Superior Court of Connecticut,
Judicial District of New Haven.
Dominic SIMEONE et al.
v.
MIDDLESEX MUTUAL ASSURANCE CO.
No. NNHCV116018985S.
April 24, 2012.
ROBERT E. YOUNG, J.
Background
The defendant issued to the plaintiffs a “personal yacht policy,” [“subject policy”], effective June 15, 2009, insuring a 2003 Maxum 2900 SE watercraft. On October 4, 2009, the watercraft sank in Long Island Sound. Subsequently, the defendant denied the plaintiffs’ claim for loss under the policy. On March 16, 2011, the plaintiffs commenced this action, alleging that the “Defendant failed to indemnify the Plaintiffs for their loss” and seeking damages. The complaint was served on the defendant on that date and returned to court on March 23, 2011. The defendant has moved for summary judgment, asserting that the plaintiffs’ action is barred because they failed to commence the action within one year in accordance with the terms of the policy.
The policy provides, in pertinent part, “No legal action may be brought against us unless there has been full compliance with all the terms of the policy. The action must be started within one year after the accident causing the loss …”
The plaintiffs have filed an objection to the motion for summary judgment, claiming that the policy is a “fire insurance policy” for which the minimum time limitation to commence an action is eighteen months, pursuant to General Statutes § 38a–307. The plaintiffs also assert that there is a conformity clause in the policy which requires the policy to conform to this eighteen-month period. Additionally, the plaintiffs claim that, although at the inception of the policy, the time limitation was twelve months, upon passage of Public Act 09–164, S.1, which extended the fire insurance policy minimum limitation to eighteen months, the policy automatically conformed to this larger time period.
General Statutes § 38–307 mandates certain language for fire insurance policies, including the following: “Suit. No suit or action on this policy for the recovery of any claim shall be sustainable in any court of law or equity unless all the requirements of this policy shall have been complied with, and unless commenced within eighteen months next after inception of the loss.”
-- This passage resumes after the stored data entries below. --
Issue #200, opened 2016-08-29
libsrtp 2.0.0 no longer exposes [srtp_]crypto_kernel_replace_cipher_type


JonathanLennox:
Rev a9ac898d removed the install of the crypto/include header files into the srtp install directory.

A consequence of this is that [srtp_]crypto_kernel_replace_cipher_type is no longer exposed.  Our system uses this API to replace srtp's crypto implementation with our own, optimized one, so this is blocking us moving up to 2.0.0.

Any thoughts on the best way to fix this?

pabuhler:
It certainly looks like this API was meant to be "public" along with srtp_crypto_kernel_replace_auth_type.
Although I don't know how much of the other functions in the file are meant to be accessed externally.
I see the debug functions have wrappers in srtp.h
We definitely should expose the api again but maybe in a cleaner fashion?
Perhaps in a sub include folder so it is clearly not part of srtp usage api or in a new include file specifically for this api.
Ideally we should only expose what is needed for this api and not the entire krypto kernel but at this point not sure on the amount of work required and if it would be worth it.

This i guess should go in to master, what will be a 2.1.x release at some point.

Other suggestion, will you work on this?

jfigus:
Part of the refactoring for 2.0 was to improve the opacity of the libsrtp data structures.  Prior to 2.0 all those header files were installed into the system, allowing the applications to reach into any private data structure within libsrtp.  With 2.0 we no longer install all all header files, some of which use to contain a mixture of both public and private entry points.  If there's some capability that needs to be exposed through the public API, then we'll need to extend this through one of the existing public header files, or create a new public header file.

IMHO, we should try to isolate the crypto from SRTP as much as possible.  Using OpenSSL for crypto helps achieve this goal.  OpenSSL already has an abstraction layer for using hardware (or kernel) crypto modules.  Why reinvent this wheel in libsrtp?  Another model to consider would be to implement the kernel crypto module as an OpenSSL engine, then configure libsrtp to use OpenSSL for crypto and enable this engine.

JonathanLennox:
I'm happy to work on this -- I can look at reorganizing the header files.

I'd rather not go for the idea of plugging our kernel into OpenSSL -- that's much more heaviweight than our previous solution.

PR #201, opened 2016-09-01
Make replace_cipher and replace_auth public again

JonathanLennox:
This set of patches resolves Issue #200 -- it makes the replace_cipher and replace_auth functions public again, while excluding srtp crypto functions which should be internal from the published headers, and making sure all the symbols which are now made public are properly prefixed with "srtp_" prefixes.

There are some other cleanups along the way as well, hopefully explained in each patch. The patches should all be self-contained and self-explanatory.

### DIFF
--- a/crypto/include/auth.h
+++ b/crypto/include/auth.h
@@ -151,13 +151,13 @@ srtp_err_status_t srtp_auth_type_test(const srtp_auth_type_t *at,
 	const srtp_auth_test_case_t *test_data);
 
 /*
- * srtp_crypto_kernel_replace_auth_type(ct, id)
+ * srtp_replace_auth_type(ct, id)
  *
- * replaces the crypto kernel's existing cipher for the auth_type id
+ * replaces srtp's kernel's auth type implementation for the auth_type id
  * with a new one passed in externally.  The new auth type must pass all the
  * existing auth_type's self tests as well as its own.
  */
-srtp_err_status_t srtp_crypto_kernel_replace_auth_type(const srtp_auth_type_t *ct, srtp_auth_type_id_t id);
+srtp_err_status_t srtp_replace_auth_type(const srtp_auth_type_t *ct, srtp_auth_type_id_t id);
 
 #ifdef __cplusplus
 }
--- a/crypto/include/auth.h
+++ b/crypto/include/auth.h
@@ -150,6 +150,15 @@ srtp_err_status_t srtp_auth_type_self_test(const srtp_auth_type_t *at);
 srtp_err_status_t srtp_auth_type_test(const srtp_auth_type_t *at, 
 	const srtp_auth_test_case_t *test_data);
 
+/*
+ * srtp_crypto_kernel_replace_auth_type(ct, id)
+ *
+ * replaces the crypto kernel's existing cipher for the auth_type id
+ * with a new one passed in externally.  The new auth type must pass all the
+ * existing auth_type's self tests as well as its own.
+ */
+srtp_err_status_t srtp_crypto_kernel_replace_auth_type(const srtp_auth_type_t *ct, srtp_auth_type_id_t id);
+
 #ifdef __cplusplus
 }
 #endif
--- a/crypto/include/auth.h
+++ b/crypto/include/auth.h
@@ -53,42 +53,42 @@
 extern "C" {
 #endif
 
-typedef const struct srtp_auth_type_t *auth_type_pointer;
-typedef struct srtp_auth_t      *auth_pointer_t;
+typedef const struct srtp_auth_type_t *srtp_auth_type_pointer;
+typedef struct srtp_auth_t      *srtp_auth_pointer_t;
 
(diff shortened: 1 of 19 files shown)


crypto/include/auth.h
```diff
@@ -150,6 +150,15 @@ srtp_err_status_t srtp_auth_type_self_test(const srtp_auth_type_t *at);
...
 	const srtp_auth_test_case_t *test_data);
 
+/*
+ * srtp_crypto_kernel_replace_auth_type(ct, id)
+ *
+ * replaces the crypto kernel's existing cipher for the auth_type id
+ * with a new one passed in externally.  The new auth type must pass all the
+ * existing auth_type's self tests as well as its own.
+ */
+srtp_err_status_t srtp_crypto_kernel_replace_auth_type(const srtp_auth_type_t *ct, srtp_auth_type_id_t id);
```
pabuhler: Might have renamed it to  srtp_auth_replace_auth_type since it is now in the auth.h file  and crypto_kernel is private ish?

crypto/include/cipher.h
```diff
@@ -206,6 +206,15 @@ srtp_err_status_t srtp_cipher_decrypt(srtp_cipher_t *c, uint8_t *buffer, uint32_
...
 srtp_err_status_t srtp_cipher_set_aad(srtp_cipher_t *c, const uint8_t *aad, uint32_t aad_len);
 
+/*
+ * srtp_crypto_kernel_replace_cipher_type(ct, id)
+ *
+ * replaces the crypto kernel's existing cipher for the cipher_type id
+ * with a new one passed in externally.  The new cipher must pass all the
+ * existing cipher_type's self tests as well as its own.
+ */
+srtp_err_status_t srtp_crypto_kernel_replace_cipher_type(const srtp_cipher_type_t *ct, srtp_cipher_type_id_t id);
```
pabuhler: Might have renamed it to  srtp_cipher_replace_cipher_type since it is now in the auth.h file  and crypto_kernel is private ish?

pabuhler:
In general looks good, not sure what others will think but for me it is ok.
Wondered why you removed the debug module from the auth & cipher types? Replacement auth & ciphers will not have access to the debugging code and will need to any config of debugging and actual output on using their own framework?

crypto/include/cipher.h
JonathanLennox: In the subsequent patch I renamed the functions to srtp_replace_cipher_type and srtp_replace_auth_type.  I can squash the two patches together if you think it'd be clearer.

JonathanLennox:
I removed the debug module since I thought it should be part of libsrtp's internals, not part of the public API.

Revisiting, though, perhaps it should be part of the public API even on its own right -- right now there's no way for an application to enable SRTP debug output at all.

pabuhler:
Dont these functions work, I think maybe you have to compile with debugging available.
srtp_err_status_t srtp_set_debug_module(char *mod_name, int v);
srtp_err_status_t srtp_list_debug_modules(void);

We had talked about improving the debugging options, perhaps adding a application defined callback instead of stdout, but that is different to your use case of allowing a replacement cipher access to debug functions.

Personally I think having replacement ciphers using the internal debugging framework would be preferable but leave that up to you for now.

crypto/include/cipher.h
pabuhler: No thats fine, guess I missed that.

JonathanLennox:
The problem is that since srtp_err_reporting_set_level() isn't exposed anywhere (not even in a private header), srtp_err_level stays at srtp_err_level_none, so srtp_err_report always returns without printing anything.

JonathanLennox:
I've rebased this pull request as JonathanLennox/public_crypto_funcs_2, after my OpenSSL changes. No substantive changes to the patch. (I'm not sure what the etiquette is here for moving a pull request to a new branch.)

I'd like to converge on the debug functions issue. And does anyone have any other comments on this change?

In principle, I'd like to be able to install the auth.h and cipher.h headers into a srtp2/crypto subdirectory rather than having them be parallel with srtp2.h.  Unfortunately, it's hard to make this work given how the libsrtp source tree is laid out, unless I'm missing something.  Any thoughts?

pabuhler:
For the debug functions, you can remove it from public api for now. I have had a plan to add a debug callback api, as part of that I will ensure that debug actually works and then maybe we can add it back?

I think srtp2/crypto would be a great idea, but it does seam like we would have to change somethings to get it to work, maybe having parallel is ok.

JonathanLennox:
@pabuhler : was that an approval?

(Now that the visual studio build patches are in, my patch also now adds the cipher and auth functions to the DLL export list.)

pabuhler:
Yes, how to mark approved with out merging?

JonathanLennox:
Just say so in the comments, I have commit rights.

I'll merge the updated branch.

JonathanLennox:
Closed because #208 is the pull request for the updated branch.

PR #203, opened 2016-09-02
OpenSSL crypto performance improvements

JonathanLennox:
The way libsrtp is using OpenSSL crypto is inefficient, causing substantial overhead.

1. For both ICM and GCM, OpenSSL key expansion is being done in srtp_crypto_set_iv, which is called once per packet, rather than in srtp_crypto_init, which is called only once. This has substantial overhead.

2. HMAC-SHA1 isn't using EVP to get the SHA-1 implementation, and so it's not using the best platform-optimized SHA1 implementations.  It also rolls its own HMAC implementation rather than using OpenSSL's.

The parties were heard by the court on April 9, 2012.
LEGAL STANDARD
Summary judgment “… shall be rendered forthwith if the pleadings, affidavits, and any other proof submitted show that there is no genuine issue as to any material fact and that the moving party is entitled to judgment as a matter of law.” Practice Book § 17–49. In deciding a motion for summary judgment a trial court must view the evidence in the light most favorable to the nonmoving party. Hertz Corp. v. Federal Insurance Company, 245 Conn. 374, 381 (1998). “The party seeking summary judgment has the burden of showing the absence of any genuine issue [of] material facts which, under the applicable principles of substantive law, entitle him to a judgment as a matter of law … and the party opposing such a motion must provide an evidentiary foundation to demonstrate the existence of a genuine issue of material fact … A material fact … [is] a fact that will make a difference in the result of the case …” (Internal quotation marks omitted.) Hurley v. Heart Physicians P.C., 278 Conn. 305, 314, 898 A.2d 777 (2006).
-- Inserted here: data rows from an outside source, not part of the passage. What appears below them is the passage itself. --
PR #205, opened 2016-09-12
Update Windows build files to Visual Studio 2015

JonathanLennox:
The Visual Studio project files in git are ancient (Visual Studio 2008 maybe?)

These patches update to Visual Studio 2015, add the x64 platform, and adjust for the libsrtp 2.0.x changes (removed source files, changed list of exported symbols, etc.)

These project files should work on older Visual Studio versions back to Visual Studio 2010 with minor adjustments.


paulej:
That was needed. How did you handle integration with OpenSSL?  (No time to dig in right now; apologies if it's obvious.)

JonathanLennox:
I didn't handle OpenSSL integration at all, yet -- these project files still only use LibSRTP's internal crypto. (Accordingly, GCM isn't supported.)

Building OpenSSL on Windows is seriously non-trivial, so I was reluctant to try to get it to work.

My inclination is that on Windows it'd be better to integrate with Windows's native crypto implementation than try to get OpenSSL working.  (The primary difficulty with this would be that although Windows crypto has HMAC-SHA1 and AES-GCM implementations, it doesn't have AES-CTR (!), so we'd have to roll our own using ECB.)

paulej:
Ok, understood.  Want

paulej:
Accidentally closed the PR. Phones can be dangerous. I reopened it.

JonathanLennox:
Speaking of dangerous phones, your previous comment seems truncated, too.

paulej:
Built the code.  Works, so I'll merge the code. Would be nice if the test code would build.

Issue #150, opened 2016-02-25
Potential bug in SRTCP Key Derivation - clarification required


pabuhler:
It would seam that the KDF in libsrtp will always set the label in the same position regardless if it is RTP or RTCP. 

Reading the section 4.3.2 of the RFC it is possible to conclude that for RTCP the "index DIV kdr" should be a 32 bit value not the same 48 bit value used for RTP. If that was the case then for RTCP the label should be set in the IV at position 9 not a position 7 as is currently done libsrtp.

For me the text is not entirely clear in the RFC and I would have thought that the label was required to be in the same position always for both RTP and RTCP when using the same master key and salt to ensure unique session keys.

So is it a bug in libsrtp or is the text not clear?

jfigus:
RFC 3711 section 4.3.2 states:
```
Replace the SRTP index by the 32-bit quantity: 0 || SRTCP index
   (i.e., excluding the E-bit, replacing it with a fixed 0-bit), and use
   <label> = 0x03 for the SRTCP encryption key, <label> = 0x04 for the
   SRTCP authentication key, and, <label> = 0x05 for the SRTCP salting
   key.

```
Clearly the SRTCP index is 32 bits.  Section 4.3.1 in RFC 3711 states the following:

```
We also make the
   convention of treating "a DIV t" as a bit string of the same length
   as a, and thus "a DIV t" will in general have leading zeros.
```
Therefore, calculating r for SRTCP would result in a 32-bit value.  The KDF algorithm then concatenates r with the label, forming a 40-bit value (compared to a 56-bit values used by SRTP as seen in appendix B.3).

This looks to be a bug that's probably been in libsrtp since inception.  Fixing this will be a significant backwards compatibility hassle.  It would be good to hear from the libsrtp historical maintainers or RFC authors.  Is submitting an errata to RFC 3711 an easier way to address this?

jesup:
I'm a historical maintainer; breaking compatibility with existing uses of SRTP would be a nightmare IMHO.

What are our options?  We could somehow negotiate this, to allow for backwards compatibility.  I doubt we can make it compatible "by default".  Negotiation would be quite a massive pain, so if we revise/clarify the text to match the existing implementation(s), what would be the impact, especially security-wise?

jfigus:
[...]

PR #217, opened 2016-11-04
Added workaroud for bug #150

Bendr0id:
Added workaroud for "Potential bug in SRTCP Key Derivation - clarification required #150". 
With this workaround the srtp_kdf_generate method will calculcate the correct keys for SRTCP.


pabuhler:
Turns out the behavior reported in #150 has already been addressed as an Errata an so therefore requires no changes.
https://www.rfc-editor.org/errata_search.php?rfc=3711&eid=3712

PR #1037, opened 2019-08-23
regen config classes + version -> 1.2.0-RC2

mhowlett:


src/Confluent.Kafka/Config_gen.cs
```diff
@@ -1,4 +1,4 @@
-// *** Auto-generated from librdkafka v1.0.0 *** - do not modify manually.
+// *** Auto-generated from librdkafka master *** - do not modify manually.
```
edenhill: nit: Would prefer a proper tag / sha1 here.

src/Confluent.Kafka/Config_gen.cs
```diff
@@ -659,23 +723,23 @@ public class ClientConfig : Config
         public string SaslKerberosPrincipal { get { return Get("sasl.kerberos.principal"); } set { this.SetObject("sasl.kerberos.principal", value); } }
 
         /// <summary>
-        ///     Full kerberos kinit command string, %{config.prop.name} is replaced by corresponding config object value, %{broker.name} returns the broker's hostname.
+        ///     Shell command to refresh or acquire the client's Kerberos ticket. This command is executed on client creation and every sasl.kerberos.min.time.before.relogin (0=disable). %{config.prop.name} is replaced by corresponding config object value.
```
edenhill: This stuff was released in v1.1.0.
Maybe update your RELEASE.md guidelines to include the re-gen step so it is not forgotten in the future.

src/Confluent.Kafka/Config_gen.cs
```diff
@@ -659,23 +723,23 @@ public class ClientConfig : Config
...
         ///
-        ///     default: kinit -S "%{sasl.kerberos.service.name}/%{broker.name}" -k -t "%{sasl.kerberos.keytab}" %{sasl.kerberos.principal}
+        ///     default: kinit -R -t "%{sasl.kerberos.keytab}" -k %{sasl.kerberos.principal} \|\| kinit -t "%{sasl.kerberos.keytab}" -k %{sasl.kerberos.principal}
```
edenhill: Remove escaping backslashes.
Is this stuff generated from CONFIGURATION.md and not rd_kafka_conf_properties_show() ?

mhowlett: yes, it's from Configuration.md

src/Confluent.Kafka/Config_gen.cs
mhowlett: can't update, don't have

src/Confluent.Kafka/Config_gen.cs
mhowlett: v. good idea re: sha1. ideally we want the proper tag of the actual librdkafka release, but that doesn't exist yet so it would result in just an extra step that isn't worth it just for a comment.

src/Confluent.Kafka/Config_gen.cs
edenhill: Highly recommend we make one, for when we need to make a release when you're in Mexico.

mhowlett:
can you approve so I can test?

src/Confluent.Kafka/Config_gen.cs
mhowlett: for additional context: the config regen never made it into 1.1 because of the dependency on https://github.com/edenhill/librdkafka/pull/2416 (which i didn't pick up on before the 1.1 librdkafka release)

PR #1070, opened 2019-10-03
Added support for subject name strategies

mhowlett:


src/Confluent.SchemaRegistry/SchemaRegistryConfig.cs
```diff
@@ -85,6 +111,16 @@ public static class PropertyNames
             ///     default: "" (no authentication).
             /// </summary>
             public const string SchemaRegistryBasicAuthUserInfo = "schema.registry.basic.auth.user.info";
+
+            /// <summary>
+            ///     Key subject name strategy.
+            /// </summary>
+            public const string SchemaRegistryKeySubjectNameStrategy = "schema.registry.key.subject.name.strategy";
```
mhowlett: The `SchemaRegistry` prefix on property names here, and in the config class itself are pretty annoying. I'm thinking we should depreciate them and add variants without this prefix (however the naming of the underlying property name `schema.registry.key.subject.name.strategy` should remain). There's plenty of color to add to all this, available verbally to any reviewer on request...

test/Confluent.SchemaRegistry.Serdes.IntegrationTests/Tests/ProduceConsume.cs
```diff
@@ -118,7 +115,63 @@ public static void ProduceConsume(string bootstrapServers, string schemaRegistry
...
+                }
+            }
         }
 
+        /// <summary>
+        ///     Test that messages produced with the Avro serializer can be consumed with the
+        ///     Avro deserializer (topic name strategy)
+        /// </summary>
+        [Theory, MemberData(nameof(TestParameters))]
+        private static void ProduceConsume_Topic(string bootstrapServers, string schemaRegistryServers)
```
mhowlett: I'm sure it's possible in xunit to parameterize a single test rather than have these 3 variants, but i was too lazy to look it up, and xunit is super inconvenient for integration tests anyway, and at some point i want to get rid of it.

src/Confluent.SchemaRegistry/ISchemaRegistryClient.cs
```diff
@@ -150,10 +150,14 @@ public interface ISchemaRegistryClient : IDisposable
         /// <param name="topic">
         ///     The topic name.
         /// </param>
+        /// <param name="recordType">
+        ///     The fully qualified avro record type or null if the key is not
```
edenhill: Avro, not avro

src/Confluent.SchemaRegistry/SchemaRegistryConfig.cs
edenhill: We need something to separate the client and SR config namespaces, right?

test/Confluent.SchemaRegistry.IntegrationTests/Tests/IsCompatible.cs
```diff
@@ -24,25 +23,25 @@ namespace Confluent.SchemaRegistry.IntegrationTests
...
         {
-            var topicName = Guid.NewGuid().ToString();
+            var sr = new CachedSchemaRegistryClient(new SchemaRegistryConfig { SchemaRegistryUrl = config.Server });
 
             var testSchema1 = 
                 "{\"type\":\"record\",\"name\":\"User\",\"namespace\":\"Confluent.Kafka.Examples.AvroSpecific" +
                 "\",\"fields\":[{\"name\":\"name\",\"type\":\"string\"},{\"name\":\"favorite_number\",\"type\":[\"i" +
                 "nt\",\"null\"]},{\"name\":\"favorite_color\",\"type\":[\"string\",\"null\"]}]}";
 
-            var sr = new CachedSchemaRegistryClient(new SchemaRegistryConfig { SchemaRegistryUrl = config.Server });
```
edenhill: This changes an existing test, possibly allowing for regression to slip through.
Instead extend or duplicate the test to cover both the old and new test cases.

test/Confluent.SchemaRegistry.Serdes.IntegrationTests/Tests/ProduceConsume.cs
edenhill: I'm all for test duplication, it is much better than the alternative.

test/Confluent.SchemaRegistry.Serdes.IntegrationTests/Tests/ProduceConsumeGeneric.cs
```diff
@@ -52,48 +46,54 @@ public static void ProduceConsumeGeneric(string bootstrapServers, string schemaR
             );
 
             var config = new ProducerConfig { BootstrapServers = bootstrapServers };
-            var schemaRegistryConfig = new SchemaRegistryConfig { SchemaRegistryUrl = schemaRegistryServers };
+            var schemaRegistryConfig = new SchemaRegistryConfig
+            {
+                SchemaRegistryUrl = schemaRegistryServers,
+                // Test SchemaRegistryKeySubjectNameStrategy here,
+                // and SchemaRegistryValueSubjectNameStrategy in ProduceConsume.
+                SchemaRegistryKeySubjectNameStrategy = nameStrategy
```
edenhill: This reduces test coverage, would rather like to see an additional test that explicitly sets the parameter.

src/Confluent.SchemaRegistry/CachedSchemaRegistryClient.cs
```diff
@@ -121,6 +133,21 @@ public CachedSchemaRegistryClient(IEnumerable<KeyValuePair<string, string>> conf
                 throw new ArgumentException($"Invalid value '{basicAuthSource}' specified for property '{SchemaRegistryConfig.PropertyNames.SchemaRegistryBasicAuthCredentialsSource}'");
             }
 
+            var keySubjectNameStrategyString = Convert.ToString(config.FirstOrDefault(prop => prop.Key.ToLower() == SchemaRegistryConfig.PropertyNames.SchemaRegistryKeySubjectNameStrategy).Value) ?? "";
```
rigelbm: config is a IEnumerable<KeyValuePair<string, string>>. I don't think this Convert.ToString is needed anymore.

test/Confluent.SchemaRegistry.Serdes.IntegrationTests/Tests/ProduceInvalid.cs
```diff
@@ -0,0 +1,153 @@
...
+// Refer to LICENSE for more information.
+
+using System;
+using Confluent.Kafka;
+using Xunit;
+
+
+namespace Confluent.SchemaRegistry.Serdes.IntegrationTests
+{
+    public static partial class Tests
```
rigelbm: Can you split each invalid case in a separate test?

test/Confluent.SchemaRegistry.UnitTests/CachedSchemaRegistryClient.cs
```diff
@@ -37,21 +36,75 @@ public void NoUrls()
...
-        public void ConstructKeySubjectName()
+        public void InvalidSubjectNameStrategy()
         {
             var config = new SchemaRegistryConfig { SchemaRegistryUrl = "irrelevanthost:8081" };
+            config.Set(SchemaRegistryConfig.PropertyNames.SchemaRegistryKeySubjectNameStrategy, "bad_value");
+            Assert.Throws<ArgumentException>(() => new CachedSchemaRegistryClient(config));
+        }
 
+        [Fact]
+        public void ConstructKeySubjectName()
```
rigelbm: Can you split each case a in a separate test?

test/Confluent.SchemaRegistry.UnitTests/CachedSchemaRegistryClient.cs
```diff
@@ -37,21 +36,75 @@ public void NoUrls()
...
         }
 
         [Fact]
         public void ConstructValueSubjectName()
         {
             var config = new SchemaRegistryConfig { SchemaRegistryUrl = "irrelevanthost:8081" };
-
             CachedSchemaRegistryClient src = new CachedSchemaRegistryClient(config);
-            Assert.Equal("mytopic-value", src.ConstructValueSubjectName("mytopic"));
+            Assert.Equal("mytopic-value", src.ConstructValueSubjectName("mytopic", "myschemaname"));
```
rigelbm: Can you split each case in a separate test?

test/Confluent.SchemaRegistry.Serdes.IntegrationTests/Tests/ProduceConsume.cs
rigelbm: Duplication is good. :)

src/Confluent.SchemaRegistry/SchemaRegistryConfig.cs
mhowlett: Only for configuration specified in a flat configuration file, which keeping the `schema.registry.key.subject.name.strategy` names enables. This is being overly accommodating though because no one's going to do that in practice in C#. Having `SchemaRegistry` in the property names as well as the enum (which always needs to be specified) is just unnecessarily doubling up.

I'll possibly open a follow up PR with the above change.

test/Confluent.SchemaRegistry.Serdes.IntegrationTests/Tests/ProduceConsume.cs
mhowlett: I mean there's almost certainly a short hand way of driving xunit to have exactly the same test coverage as this, but i'm too lazy to look in the manual.

src/Confluent.SchemaRegistry/ISchemaRegistryClient.cs
mhowlett: some would argue it's not worthy...

mhowlett: (did i say that out loud?)

test/Confluent.SchemaRegistry.Serdes.IntegrationTests/Tests/ProduceConsumeGeneric.cs
mhowlett: it also extends test coverage (to previously applicable cases that weren't covered). i'm making an effort / payoff tradeoff decision here.

src/Confluent.SchemaRegistry/CachedSchemaRegistryClient.cs
```diff
@@ -132,7 +159,9 @@ public CachedSchemaRegistryClient(IEnumerable<KeyValuePair<string, string>> conf
                     property.Key != SchemaRegistryConfig.PropertyNames.SchemaRegistryRequestTimeoutMs &&
                     property.Key != SchemaRegistryConfig.PropertyNames.SchemaRegistryMaxCachedSchemas &&
                     property.Key != SchemaRegistryConfig.PropertyNames.SchemaRegistryBasicAuthCredentialsSource &&
-                    property.Key != SchemaRegistryConfig.PropertyNames.SchemaRegistryBasicAuthUserInfo)
+                    property.Key != SchemaRegistryConfig.PropertyNames.SchemaRegistryBasicAuthUserInfo &&
+                    property.Key != SchemaRegistryConfig.PropertyNames.SchemaRegistryKeySubjectNameStrategy &&
+                    property.Key != SchemaRegistryConfig.PropertyNames.SchemaRegistryValueSubjectNameStrategy)
```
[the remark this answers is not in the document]
mhowlett: yeah, it's getting a bit ridiculous. not sure i see the value in a collection though (wouldn't result in net code reduction).

src/Confluent.SchemaRegistry/CachedSchemaRegistryClient.cs
```diff
@@ -121,6 +133,21 @@ public CachedSchemaRegistryClient(IEnumerable<KeyValuePair<string, string>> conf
...
+                !Enum.TryParse<SubjectNameStrategy>(keySubjectNameStrategyString, out KeySubjectNameStrategy))
+            {
+                throw new ArgumentException($"Unknown KeySubjectNameStrategy: {keySubjectNameStrategyString}");
+            }
+
+            if (valueSubjectNameStrategyString != "" &&
+                !Enum.TryParse<SubjectNameStrategy>(valueSubjectNameStrategyString, out ValueSubjectNameStrategy))
+            {
+                throw new ArgumentException($"Unknown ValueSubjectNameStrategy: {valueSubjectNameStrategyString}");
+            }
```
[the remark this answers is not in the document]
mhowlett: yep, makes sense.

src/Confluent.SchemaRegistry/CachedSchemaRegistryClient.cs
mhowlett: removed elsewhere as well.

“A motion for summary judgment is designed to eliminate the delay and expense of litigating an issue where there is no real issue to be tried.” Wilson v. New Haven, 213 Conn. 277, 279, 567 A.2d 829 (1989). In ruling on a motion for summary judgment, the court’s function is not to decide issues of material fact, but rather to determine whether any issues exist. Nolan v. Borkowski, 206 Conn. 495, 500, 538 A.2d 1031 (1988).
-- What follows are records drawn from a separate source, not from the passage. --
PR #1073, opened 2019-10-07
Depreciate SchemaRegistry property name prefix

mhowlett:
as noted in #1070, the `SchemaRegistry` prefixes on the config property names are redundant / pointless. Retaining them in the underlying property name strings (and their corresponding constants) though.

### DIFF
--- a/src/Confluent.SchemaRegistry/SchemaRegistryConfig.cs
+++ b/src/Confluent.SchemaRegistry/SchemaRegistryConfig.cs
@@ -126,7 +126,7 @@ namespace Confluent.SchemaRegistry
         /// <summary>
         ///     Specifies the configuration property(ies) that provide the basic authentication credentials.
         /// </summary>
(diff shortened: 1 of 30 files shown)


src/Confluent.SchemaRegistry/SchemaRegistryConfig.cs
```diff
@@ -145,54 +145,115 @@ public static class PropertyNames
             }
         }
 
+        /// <summary>
+        ///     Specifies the configuration property(ies) that provide the basic authentication credentials.
+        /// </summary>
+        [Obsolete("This property will be depreciated in a future version of this library in favor of the BasicAuthCredentialsSource property")]
```
rigelbm: Here and everywhere else: did you mean "deprecated"?

mhowlett: i did indeed

mhowlett: actually, I mean removed...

Summary judgment “is appropriate only if a fair and reasonable person could conclude only one way.” Miller v. United Technologies Corp., 233 Conn. 732, 751, 660 A.2d 810 (1995). “[A] summary disposition … should be on evidence which a jury would not be at liberty to disbelieve and which would require a directed verdict for the moving party.” (Internal quotation marks omitted.) Id., at 752. “[A] directed verdict may be rendered only where, on the evidence viewed in the light most favorable to the nonmovant, the trier of fact could not reasonably reach any other conclusion than that embodied in the verdict as directed.” Id.
“A genuine issue has been variously described as a triable, substantial or real issue of fact … and has been defined as one which can be maintained by substantial evidence.” (Citation omitted; internal quotation marks omitted.) United Oil Co. v. Urban Redevelopment Commission, 158 Conn. 364, 378, 260 A.2d 596 (1969). “[T]he ‘genuine issue’ aspect of summary judgment procedure requires the parties to bring forward before trial evidentiary facts, or substantial evidence outside the pleadings, from which the material facts alleged in the pleadings can warrantably be inferred.” (Internal quotation marks omitted.) Id., at 378–79. “Issue of fact encompasses not only evidentiary facts in issue but also questions as to how the trier would characterize such evidentiary facts and what inferences and conclusions it would draw from them.” (Internal quotation marks omitted.) Id.
ANALYSIS
The threshold issue before the court is to determine whether there is a genuine issue of material fact as to the applicable statutory minimum time limit. The defendant asserts that the subject policy is a marine policy, which has a one-year limitation to commence an action, in accordance with General Statutes § 38a–290 . The plaintiffs assert that the subject policy is a fire insurance policy, governed by General Statutes § 38a–307.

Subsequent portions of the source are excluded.